Entropy is relevant to the person calculating it, based on how much information he already contains about the data in question.
For example, if I know already that the real numbers are sampled from a fixed set (countable and finite set to be exact), say {2.2334, 9.23423, 1.22333243} then the precision or value of the real-number does not matter - one simply maps these real numbers into integers {1, 2, 3} and treat them as finite-integer data set. (This works because the said real-numbers always come from the fixed set, which is the case in some domains).
On the other-hand, if the real numbers are coming from an open-set (countable but infinite) and we know something about the nature of these real-numbers, for example {PI, 2*PI, 3*PI, 4*PI ....}, where we know that the numbers are multiple of PI (3.14159...) - then once again it can be treated as an integer set and calculate the entropy just as usual. (Since the entropy does not really care about "absolute" representation, but only "relative" representation)
The tricky part would be when we have real-numbers that are uncountable - then calculating the entropy of such set essentially boils down to trying to 'differentiate' one real number from another real number in that uncountable set, which is not possible, directly, because we cannot, for all practical purposes, distinguish real-numbers one from the another (with arbitrary precision) like we do integers. So, we try to map a function (Curve-fitting) for these kind of real-numbers, thus essentially mapping them to integers, with close-enough approximation. This is where the other suggestions of analysing the probability density functions etc. come handy. They act as the mapper-functions to bring down the real-numbers into integers. Alternately, If you want you can even use the regular curve-fitting methods to find a valid function for these numbers and use that to calculate the entropy (consider the fit-curve as the pdf), so to speak.
Peter Gmeiner has pointed you to the best resource on this topic, Cover and Thomas.
To add to that: if you want to compute differential entropies in practise, or simply want to see an implementation in code, I can point you to my open source Java Information Dynamics Toolkit (JIDT), usable also in Matlab, Python, etc; see https://code.google.com/p/information-dynamics-toolkit/
Some suggestions can be found in Porta et al, Physiol Meas, 34, 17-33, 2013 and references therein, especially in relation to the challenge posed by short data sequences.
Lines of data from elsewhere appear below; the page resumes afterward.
PR #956, opened 2026-07-31
Fix #936: Add tests to pin the Date period inferred by timeshift

### LINKED ISSUE #936: Time_shift behavior change (DuckDb)
### Initial Checks

### Summary

We have a behaviour change in time_shift with dates. 

Instead of return 1 day now return 1 month.

Maybe related with https://github.com/Meaningful-Data/vtlengine/issues/934

[DS_3_with_date.json](https://github.com/user-attachments/files/30462979/DS_3_with_date.json)
[DS_3_with_date_datapoints.csv](https://github.com/user-attachments/files/30462980/DS_3_with_date_datapoints.csv)

 [DIFF] Mod1.timeshift_date_ds_dt.csv  (real=10, equal=60)
      [REAL] fila 0 col 'Id_date': '2000-12-31' -> '2000-12-01'
      [REAL] fila 1 col 'Id_date': '2002-01-31' -> '2002-01-01'
      [REAL] fila 2 col 'Id_date': '2003-02-28' -> '2003-02-01'
      [REAL] fila 3 col 'Id_date': '2004-03-31' -> '2004-03-01'
      [REAL] fila 4 col 'Id_date': '2004-12-31' -> '2004-12-01'
      [REAL] fila 5 col 'Id_date': '2006-01-31' -> '2006-01-01'
      [REAL] fila 6 col 'Id_date': '2007-02-28' -> '2007-02-01'
      [REAL] fila 7 col 'Id_date': '2008-03-31' -> '2008-03-01'
      [REAL] fila 8 col 'Id_date': '2008-12-31' -> '2008-12-01'
      [REAL] fila 9 col 'Id_date': '2010-01-31' -> '2010-01-01'

### Reproducible Example

```python
timeshift_date_ds_dt := timeshift(DS_3_with_date, -1);
```

### Expected vs Actual

Expected: Have same behaviour

### vtlengine version

1.9.2rc2

### Python version

_No response_

### OS

_No response_

### Additional Context

_No response_

albertohernandez1995:
## Summary

#936 reports that `timeshift` on a `Date` series shifts by a month where it used to
shift by a day. That is the intended consequence of #934 and not a defect, so this PR
changes no behaviour — it pins the current inference so it cannot regress.

The #934 fix touched only `src/vtlengine/Operators/Time.py`. DuckDb shifted by a month
before and after it; what changed is that the pandas engine now agrees, which is what
#934 asked for. The "1 day" reference in #936 is the old pandas result.

The month is also the correct inference for that Data Set: every date falls on the
first of a month and every gap is a whole number of months (13, 13, 9, …), so the
largest period fitting all gaps is one month. The old result came from the day-count
heuristic #934 removed, which read any gap that was not an exact multiple of 365 or
366 days as a day-long period.

`test_GH_936_1` covers the reported Data Set plus an unambiguously daily series, so a
future change cannot trade one inference for the other unnoticed. The issue's
single-point group is deliberately excluded: it has no gaps, so its period is not
determined by the data.

## Checklist

- [x] Tests pass (`pytest`)

## Impact / Risk

- No source change, so no behaviour or API change.
- Verified the test fails against the pre-#934 heuristic and passes on both engines
  with it, so it is a real pin rather than a restatement of current output.

Closes #936


javihern98 (commented):
Need to decide how to handle the follow-up specified in the notes

albertohernandez1995:
> Need to decide how to handle the follow-up specified in the notes

Removed the note. That behaviour is a defect on its own and now has its own task, so it does
not belong in this PR. Nothing changed here.

javihern98 (approved):
Looks good, thanks! 😊

Issue #918, opened 2026-07-22
Error flow_to_stock() with time id (Duckdb)


Pablolgn:
### Initial Checks

- [x] I have searched [existing issues](https://github.com/Meaningful-Data/vtlengine/issues?q=is%3Aissue) for duplicates
- [x] I have read the [documentation](https://docs.vtlengine.meaningfuldata.eu)

### Summary

Running this code with this datasets that contain time id with duckdb raise this error.

`cannot unpack non-iterable NoneType object`

dataset: [DS_4_with_time.json](https://github.com/user-attachments/files/30259355/DS_4_with_time.json)

datapoints:[DS_4_with_time_datapoints.csv](https://github.com/user-attachments/files/30259358/DS_4_with_time_datapoints.csv)

### Reproducible Example

```python
low_to_stock_date_ds_tm := flow_to_stock(DS_4_with_time);
```

### Expected vs Actual

Expected: works like pandas engine

### vtlengine version

1.9.2rc1

Pablolgn:
We have same error with `stock_to_flow_period_ds_tm := stock_to_flow(DS_4_with_time);`

Pablolgn:
Same error also in `fill_time_series(DS_4_with_time, single);`

Pablolgn:
also with `timeshift(DS_4_with_time, 1);` seems the problem is with all time operators.

javihern98:
Implemented in #958

PR #968, opened 2026-08-04
Fix #961: measure the expected Date grid from the lower limit

### LINKED ISSUE #961: Fill_time_series builds a drifting Date grid instead of anchoring to period ends
### Initial Checks

### Summary

`fill_time_series` over a `Date` identifier builds its expected grid by adding one period at a
time to the lower limit. When the lower limit is a period end, the step clamps in the shorter
month and then carries the clamped day forward for the rest of the series, so the grid drifts off
the period ends.

The reference manual sets the convention for date-typed series in its examples: for `DS_2`,
"`Id_2` is the reference time Identifier of date type and conventionally each period is
identified by its last day". Under that convention a monthly series starting at `2020-01-31` has
expected Data Points `2020-02-29`, `2020-03-31`, `2020-04-30`, not `2020-03-29` and `2020-04-29`.

Both engines behave the same way, so this is a semantics choice rather than a backend
divergence.

> [!NOTE]
> DuckDb already applies the last-day convention in `timeshift`, snapping to `LAST_DAY` when the
> input is a month end and the period is `M`, `Q`, `S` or `A`. `fill_time_series` is inconsistent
> with it on the same engine.

Not the same as #949, which was about an existing off-grid Data Point being dropped, or #934,
which was about which frequency is inferred. Both of those are fixed and this still reproduces;
it is the reason a Data Point was off the grid in #949

### Reproducible Example

```python
import pandas as pd

from vtlengine import run

script = """
    DS_r <- fill_time_series(DS_1, single);
"""

data_structures = {
    "datasets": [
        {
            "name": "DS_1",
            "DataStructure": [
            ],
        }
    ]
}

# Quarter ends: 31 Mar, 30 Jun, 31 Dec.
data_df = pd.DataFrame(
    {
        "Id_1": ["A", "A", "A"],
        "Id_2": ["2020-03-31", "2020-06-30", "2020-12-31"],
        "Me_1": [1.0, 2.0, 3.0],
    }
)

run_result = run(
    script=script,
    datapoints=datapoints,
    use_duckdb=True,
)

```

### Expected vs Actual

Expected: the generated Data Point for Q3 is `2020-09-30` and the series holds four quarter ends.

Actual: a spurious `2020-12-30` appears next to the real `2020-12-31`, because the grid stepped
`06-30`, `09-30`, `12-30`.

| Id_1 | Id_2 | Me_1 |
| --- | --- | --- |
| A | 2020-03-31 | 1.0 |
| A | 2020-06-30 | 2.0 |
| A | 2020-09-30 | |
| A | 2020-12-30 | |
| A | 2020-12-31 | 3.0 |

Monthly series are worse, since the drift starts one step in:

| input | actual | expected |
| --- | --- | --- |
| `2020-01-31, 2020-02-29, 2020-04-30` | `01-31, 02-29, 03-29, 04-29, 04-30` | `01-31, 02-29, 03-31, 04-30` |

Mid-month series such as `2020-01-15, 2020-02-15, 2020-04-15` come out correct, so only
period-end anchoring is affected.

### vtlengine version

1.9.2

### Python version

_No response_

### OS

_No response_

### Additional Context

_No response_

albertohernandez1995:
## Summary

`fill_time_series` over a `Date` identifier built its expected grid one period at a time from
the previous date. A month-based step out of a period end clamps in the shorter month, and
carrying that clamped day forward drifted the grid off the period ends: from `2020-01-31` it
reached `2020-02-29` and then `2020-03-29`, producing dates the series never uses and, for the
quarterly case, a spurious `2020-12-30` beside the real `2020-12-31`.

The manual identifies a date-typed period by its last day: "`Id_2` is the reference time
Identifier of date type and conventionally each period is identified by its last day".

The fix needs no period-end detection. Measuring each date from the lower limit rather than from
its predecessor produces the expected grid directly, because that is how both `pd.DateOffset` and
DuckDb's `INTERVAL * n` clamp a short month:

| input | before | after |
| --- | --- | --- |
| `2020-01-31, 2020-02-29, 2020-04-30` | `01-31, 02-29, 03-29, 04-29, 04-30` | `01-31, 02-29, 03-31, 04-30` |
| `2020-03-31, 2020-06-30, 2020-12-31` | `03-31, 06-30, 09-30, 12-30, 12-31` | `03-31, 06-30, 09-30, 12-31` |
| `2020-01-15, 2020-02-15, 2020-04-15` | unchanged | unchanged |

This also covers the TimeInterval grids added by #918: the pandas path shares `_period_range`,
while the DuckDb path had its own `generate_series` and would otherwise have kept drifting,
leaving the two engines disagreeing on TimeInterval fills.

## Checklist

- [x] Tests pass (`pytest`)

## Impact / Risk

- Results change for `Date` and `Time` series whose dates are period ends: the generated Data
  Points move onto the period ends, and grids that previously emitted a date one day short of a
  real Data Point no longer do. Worth a changelog entry.
- Mid-month and day-based series are unaffected, which the test covers explicitly with `DS_3`.
- Verified against the manual's `fill_time_series` examples 3-8 (`date`, `time_period` and the
  mixed annual/quarterly case): all still conform on both engines, including which Data Points
  are null-filled.

## Notes

`test_GH_949_1` changed its input dates. With the grid no longer drifting, its `2020-04-30` lands
on the grid, so the original data no longer leaves any Data Point off it and the case stopped
exercising #949. The dates are now `2020-01-30, 2020-02-29, 2020-03-31`, where the grid holds
`01-30, 02-29, 03-30` and the operand's `2020-03-31` is genuinely off-grid and still reaches the
result. Its docstring records why.

---

Closes #961


mla2001 (approved):
Looks fine! 😊

PR #484, opened 2015-07-09
Update ch2.md

stebru:
Make "for" condition evaluate to true.


getify:
Good catch this was a typo from combining code from another snippet. However, the best fix is to remove the `!`, not add another one unnecessarily. :)

stebru:
Right, cool :)

PR #489, opened 2015-07-21
Correct the result of code snippet

hbkdsm:
The snippet just simply logs `undefined` to the console, rather than throws a ReferenceError. In your case, both `this` keyword in function `foo` and `bar` refers to the global object, namely `window` in non-strict mode. Since no variable named `a` is defined in global scope, `console.log(this.a)` will logs `undefined`!

### DIFF
--- a/this & object prototypes/ch1.md
+++ b/this & object prototypes/ch1.md
@@ -251,7 +251,7 @@ function bar() {
 	console.log( this.a );
 }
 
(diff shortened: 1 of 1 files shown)


hbkdsm:
When you access a property of object, you will never get a ReferenceError.

getify:
Thanks good catch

Our young colleague from Ukraine is right, but only regarding the raw experimental point of view. It must be stressed that the theory of the probability of continuous variables is well established. The probability of a real number within a given interval is zero, since its “length” on the real-number axis is zero. This is an elementary and obvious fact, to which some prior answers are pointing to. That is why some differential “around” the chosen number must be observed. For an entropy of the distribution of continuous variables to be valid, two conditions must hold: (i) the distribution itself must be valid, i.e. normalized to unity—of course—with summation being replaced by the corresponding integration, and (ii) the integral by which the entropy is calculated must be a finite number. The latter condition may not hold even if the former is true, which is the same as for the discrete (countable) but infinite random variable. For details and examples on how to calculate the entropy of a continuous variable, some good text-book should be consulted (including the one cited above).